Found the answer, seems the obligation is not so bad after all, this from the company website (which is quite out of date, may be another reason why the market hasn't cottoned on to this.)



> The Company partly offset the cost of these put options by selling call options which may require the Company to deliver no more than 187,600 barrels of oil (approximately 8% of expected production in 2007/2008) at USD$92.00 if the price of oil rises above that price.




The put options referred to guarantee a minimum price of $50 a barrel which would be exercised only if oil fell below that (pigs flying too?). So this will cause a minor change in my calcs for the previous 3 months if the options have been exercised, at any rate it's only a small percentage of this years production. 

I've emailed the company for some more info, I'll let you know what I get back.


----------



## stefoid (8 July 2008)

PE doesnt really come into it if the oil dries up in 2 years, which it will.  they need to get some more irons in the fire and show the market a plan for turning cash into longer term resources.  the new appointment is a good start.


----------



## Datsun Disguise (8 July 2008)

stefoid said:


> PE doesnt really come into it if the oil dries up in 2 years, which it will.  they need to get some more irons in the fire and show the market a plan for turning cash into longer term resources.  the new appointment is a good start.

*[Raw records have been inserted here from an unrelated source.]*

Issue #282, opened 2025-02-24
Non-standard libc headers


ludfjig:
For example, hyperlight-guest has "printf.h", but usually the printf-type functions are defined in "stdio.h". This makes it harder to port existing programs to run with hyperlight's libc, as it requires more manual patching of code. We should aim to make it as frictionless as possible to run existing code inside hyperlight, and one way we can do this is aim to have more standard libc header files

PR #831, opened 2025-08-28
feat(guest): replace musl with picolibc

andreiltd:
This patch removes custom musl implementation used by the guest and replace it with [picolibc](https://github.com/picolibc/picolibc) v1.8.11.

Note: The picolibc submodule uses the picolibc-bsd fork (https://github.com/hyperlight-dev/picolibc-bsd), which is a redistribution with all copyleft-licensed files removed from the tree and history. Only BSD/MIT/permissive-licensed source files are present.


src/hyperlight_guest_bin/src/host_bridge.rs
```diff
@@ -0,0 +1,141 @@
...
+    }
+
+    let bytes = call_host_function::<Vec<u8>>(
+        "HostRead",
+        Some(vec![ParameterValue::ULong(count as u64)]),
+        ReturnType::VecBytes,
+    )
+    .unwrap_or_default();
+
+    let n = bytes.len();
```
jprendes: Do we want to assert `n <= count`?
A wrongly implemented `HostRead` could cause a buffer overflow

src/hyperlight_guest_bin/src/host_bridge.rs
```diff
@@ -0,0 +1,141 @@
...
+
+#[unsafe(no_mangle)]
+pub extern "C" fn write(fd: c_int, buf: *const c_void, count: usize) -> isize {
+    // Only stdout (fd=1) and stderr (fd=2)
+    if fd != 1 && fd != 2 {
+        return count as isize;
+    }
+
+    let slice = unsafe { core::slice::from_raw_parts(buf as *const u8, count) };
+    let s = core::str::from_utf8(slice).unwrap_or("<invalid utf8>");
```
jprendes: **question:** what do you think of using `String::from_utf8_lossy` instead? we are doing `s.to_string()` anyway.

src/hyperlight_guest_bin/Cargo.toml
```diff
@@ -14,9 +14,9 @@ and third-party code used by our C-API needed to build a native hyperlight-guest
 """
 
 [features]
-default = ["libc", "printf"]
-libc = [] # compile musl libc
-printf = [ "libc" ] # compile printf
```
jprendes, line 19: **opinion:** I would just put everything under the same libc feature

jprendes (commented):
I love this PR!

src/hyperlight_guest_bin/src/host_bridge.rs
```diff
@@ -0,0 +1,141 @@
...
+        core::ptr::copy_nonoverlapping(bytes.as_ptr(), buf as *mut u8, n);
+    }
+    n as isize
+}
+
+#[unsafe(no_mangle)]
+pub extern "C" fn write(fd: c_int, buf: *const c_void, count: usize) -> isize {
+    // Only stdout (fd=1) and stderr (fd=2)
+    if fd != 1 && fd != 2 {
+        return count as isize;
```
jprendes: **question:** shuoldn't this return -1, or some other indication of error? and set errno?

src/hyperlight_guest_bin/src/host_bridge.rs
```diff
@@ -0,0 +1,141 @@
...
+    fn host_clock(&self) -> bool {
+        *self.host_clock.get_or_init(|| Self::query("CurrentTime"))
+    }
+}
+
+#[unsafe(no_mangle)]
+pub extern "C" fn read(fd: c_int, buf: *mut c_void, count: usize) -> isize {
+    // Only stdin (fd=0) and only if HostRead is defined
+    if fd != 0 || !CAPS.host_read() {
+        return 0;
```
jprendes: **question:** should the case of `fd != 0` return -1 and set errno instead?

src/hyperlight_guest_bin/src/host_bridge.rs
andreiltd: Sure! As long as `from_utf8_lossy` doesn't allocate if string is valid utf-8 which I believe is the case?

src/hyperlight_guest_bin/Cargo.toml
andreiltd: Sure, I guess any code from `libc` if not referenced will be DCE anyway 🤷

src/hyperlight_guest_bin/src/host_bridge.rs
jprendes: It returns a Cow, so, that's correct, but you will need to allocate a string to send it to the host function anyway... so... ¯\\\_(ツ)\_/¯

jsturtevant:
will help with https://github.com/hyperlight-dev/hyperlight/issues/282

src/hyperlight_guest_bin/src/host_bridge.rs
andreiltd: Right, I think that in order to support this properly we would need to generate the bindings to libc headers and use that to reference `errno`, `EBADF` etc. But then, it might be better to just have `picolibc-sys` crate. Anyway I agree we should report an error here somehow.

src/hyperlight_host/tests/sandbox_host_tests.rs
```diff
@@ -240,16 +241,15 @@ fn iostack_is_working() {
...
-            .try_lock()
-            .map_err(|_| new_error!("Error locking"))
-            .unwrap();
-        lock.push(msg);
-        len as i32
+        let (lock, cvar) = &*pair_clone;
+        let mut vec = lock.lock().unwrap();
+        vec.push(msg);
+        cvar.notify_one();
+        vec.len() as i32
```
jprendes:
```suggestion
        vec.push(msg.clone());
        cvar.notify_one();
        msg.len() as i32
```

raftario:
Is this still on the table ?

jsturtevant:
Yes but need approval on licensing before being able to move forward: https://github.com/cncf/foundation/issues/1117

src/hyperlight_guest_bin/.cargo/config.toml
```diff
@@ -1,2 +1,3 @@
 [build]
 target = "x86_64-unknown-none"
+rustflags = ["-Zdirect-access-external-data"]
```
jprendes: Where does this come from?

andreiltd: IIRC rustc generated unsupported reallocations without this flag

jprendes: This is a nightly flag, right?
Also, this will not apply to comsumers of hyperlight-guest-bin, right?

andreiltd: I think it's worth to recheck and try to remove it.

src/hyperlight_guest_bin/c/clock.c
```diff
@@ -0,0 +1,38 @@
...
+
+#include <sys/time.h>
+#include <time.h>
+#include <errno.h>
+#include <stddef.h>
+#include <stdint.h>
+
+extern void _current_time(uint64_t *ts);
+
+int gettimeofday(struct timeval *__restrict tv, void *__restrict __tz) {
```
jprendes: **Thought:** If we were running bindgen on picolib headers, then we could easily implement this one in rust instead of C. IIUC, the main issue is the definition of `timeval`, `clockid_t`, and `timespec` in Rust, that we don't want to get wrong.

src/hyperlight_guest_bin/.cargo/config.toml
andreiltd: Everything seems to work without the flag, I remove it for now 🤷‍♂️

src/hyperlight_guest_bin/src/host_bridge.rs
```diff
@@ -0,0 +1,125 @@
...
+        return -1;
+    }
+
+    match call_host_function::<Vec<u8>>(
+        "HostRead",
+        Some(vec![ParameterValue::ULong(count as u64)]),
+        ReturnType::VecBytes,
+    ) {
+        Ok(bytes) => {
+            let n = bytes.len();
```
jprendes: maybe check that `bytes.lenth() <= count`?

src/hyperlight_guest_bin/src/host_bridge.rs
```diff
@@ -0,0 +1,125 @@
...
+            unsafe {
```
jprendes: Check that `n <= count`

src/hyperlight_guest_bin/src/host_bridge.rs
```diff
@@ -0,0 +1,125 @@
...
+
+#[unsafe(no_mangle)]
+pub extern "C" fn write(fd: c_int, buf: *const c_void, count: usize) -> isize {
+    if fd != 1 && fd != 2 {
+        set_errno(EBADF);
+        return -1;
+    }
+
+    let slice = unsafe { core::slice::from_raw_parts(buf as *const u8, count) };
+    let s = core::str::from_utf8(slice).unwrap_or("<invalid utf8>");
```
jprendes: I think I would like to insist on the `from_utf8_lossy`, as mentioned we are allocationg anyway when doing `s.to_string()`

src/hyperlight_guest_bin/build.rs
```diff
@@ -14,69 +14,222 @@ See the License for the specific language governing permissions and
...
-            .flag("-Wno-string-plus-int");
-
-        cfg.flag("-fPIC");
+    let code = r#"_Complex double x = 1.0 + 2.0*I; int main() { return 0; }"#;
+    let has = if detect_cc_feature(code)? { 1 } else { 0 };
+    writeln!(file, "#define __HAVE_COMPLEX {has}")?;
+
+    let code = r#"long long x = 0; int main() { return 0; }"#;
+    let has = if detect_cc_feature(code)? { 1 } else { 0 };
+    writeln!(file, "#define __IO_LONG_LONG {has}")?;
```
jsturtevant: this gets `  writeln!(file, "#undef __IO_LONG_LONG")?; // minimal format` alittle while later (178). Do we need this here?

src/hyperlight_guest_bin/c/clock.c
jsturtevant, line 1: did we write this file? is there attribution that is needed?

src/hyperlight_guest_bin/c/clock.c
```diff
@@ -0,0 +1,38 @@
...
+    uint64_t current_time[2];
+    (void)__tz;
+
+    _current_time(current_time);
+    tv->tv_sec = current_time[0];
```
jsturtevant: do we need to check for null here?

src/hyperlight_guest_bin/c/clock.c
```diff
@@ -0,0 +1,38 @@
...
+    return 0;
+}
+
+int clock_gettime(clockid_t clk_id, struct timespec *tp) {
+    uint64_t current_time[2];
+    switch (clk_id) {
+        case CLOCK_REALTIME:
+        case CLOCK_MONOTONIC:
+            _current_time(current_time);
+            tp->tv_sec = current_time[0];
```
jsturtevant: same here?

src/hyperlight_guest_bin/src/host_bridge.rs
```diff
@@ -0,0 +1,125 @@
...
+
+    match call_host_function::<Vec<u8>>(
+        "HostRead",
+        Some(vec![ParameterValue::ULong(count as u64)]),
+        ReturnType::VecBytes,
+    ) {
+        Ok(bytes) => {
+            let n = bytes.len();
+            unsafe {
+                core::ptr::copy_nonoverlapping(bytes.as_ptr(), buf as *mut u8, n);
```
jsturtevant: should not rely on the host provided length. nonoverlapping could write past the buffer lenghth. We are in the guest here so it would just cause corruption but might be tough to track down I think

src/hyperlight_guest_bin/src/libc.rs
```diff
@@ -0,0 +1,125 @@
...
+}
+
+#[unsafe(no_mangle)]
+pub extern "C" fn write(fd: c_int, buf: *const c_void, count: usize) -> isize {
+    if fd != 1 && fd != 2 {
+        set_errno(EBADF);
+        return -1;
+    }
+
+    let slice = unsafe { core::slice::from_raw_parts(buf as *const u8, count) };
```
jsturtevant, line 95: do we need a null check on the buf here? https://doc.rust-lang.org/core/slice/fn.from_raw_parts.html#safety

>data must be non-null and aligned even for zero-length slices

NOTICE.txt
```diff
@@ -2,227 +2,60 @@ NOTICES
...
-
-This file previously contained text expressing a belief that most of
-the files covered by the above exception were sufficiently trivial not
-to be subject to copyright, resulting in confusion over whether it
-negated the permissions granted in the license. In the spirit of
-permissive licensing, and of not having licensing issues being an
-obstacle to adoption, that text has been removed.
+Note: The picolibc submodule uses sparse checkout to exclude
+GPL/AGPL-licensed test and script files that are not needed for
+building. Only BSD/MIT/permissive-licensed source files are included.
```
jsturtevant: Just wanted to surface this.  We should include it in the PR description I think

src/hyperlight_guest_bin/c/clock.c
dblnz: If this is really necessary, I think @jprendes just wrote a Rust implementation for this in `hyperlight-js`. maybe we could use it?

src/hyperlight_guest_bin/src/lib.rs
```diff
@@ -51,6 +51,9 @@ pub mod host_comm;
 pub mod memory;
 pub mod paging;
 
+#[cfg(feature = "libc")]
+mod host_bridge;
```
dblnz: Is there a place we document or mention the functions needed to be implemented by the host for the guest to have `libc` work?
I am referring to `HostRead` and the others from `host_bridge.rs`

src/hyperlight_guest_bin/build.rs
```diff
@@ -14,69 +14,222 @@ See the License for the specific language governing permissions and
...
+            r#"
+            #if __has_builtin({test})
+            int main() {{ return 0; }}
+            #else
+            #error "Builtin not supported"
+            #endif
+        "#
+        );
+
+        let has = if detect_cc_feature(&code)? { 1 } else { 0 };
```
dblnz, line 148: These here are quite a lot of invocations of `clang`. Do you think this can be done in a single call? Something like printing an integer for each builtin and then parsing the output to identify which is supported.

src/hyperlight_guest_bin/build.rs
```diff
@@ -14,69 +14,222 @@ See the License for the specific language governing permissions and
...
+        .flag("-Wold-style-definition")
+        .flag("-Wno-implicit-int")
+        .flag("-Wno-missing-braces")
+        .flag("-Wno-return-type")
+        // We don't support stack protectors at the moment, but Arch Linux clang
+        // auto-enables them for -linux platforms, so explicitly disable them.
+        .flag("-fno-stack-protector")
+        .flag("-fstack-clash-protection")
+        .flag("-mstack-probe-size=4096")
+        // We don't use a different stack for all interrupts, so there
```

Yes, dead right if the current 2P reserves remain, but the recent extension to the lease of the production vessel might point to some theories within the JV that more oil is out there? They have a locked in lease until 2015, why on earth would you do that if you didn't know you'd have work for it to do? Following 2015 there are seven 1 year renewable options on the lease, so they've got it if they want it until 2022. I am reading between the lines, but sometimes you need to look at the actions rather than words.

I recall that AWE (JV partner & operator) was burnt badly after overstating some reserves, the feeling was that they were not going to repeat the same mistake, hence the low 27mbbl initial reserve statement that has slowly but surely increased to 50mbbl as production has continued and more is known about the field characteristics. 

The reserve is producing at rates not initially expected and maintaining them for longer than was expected. In my view this is an excellent opportunity.

But lets say the oil does dry up after 50mbbl and thats it - lets assume the $120 I've previously used - that means $600m generated before tax, so about $420m to get into some quality prospects. Hardly a bad news story is it?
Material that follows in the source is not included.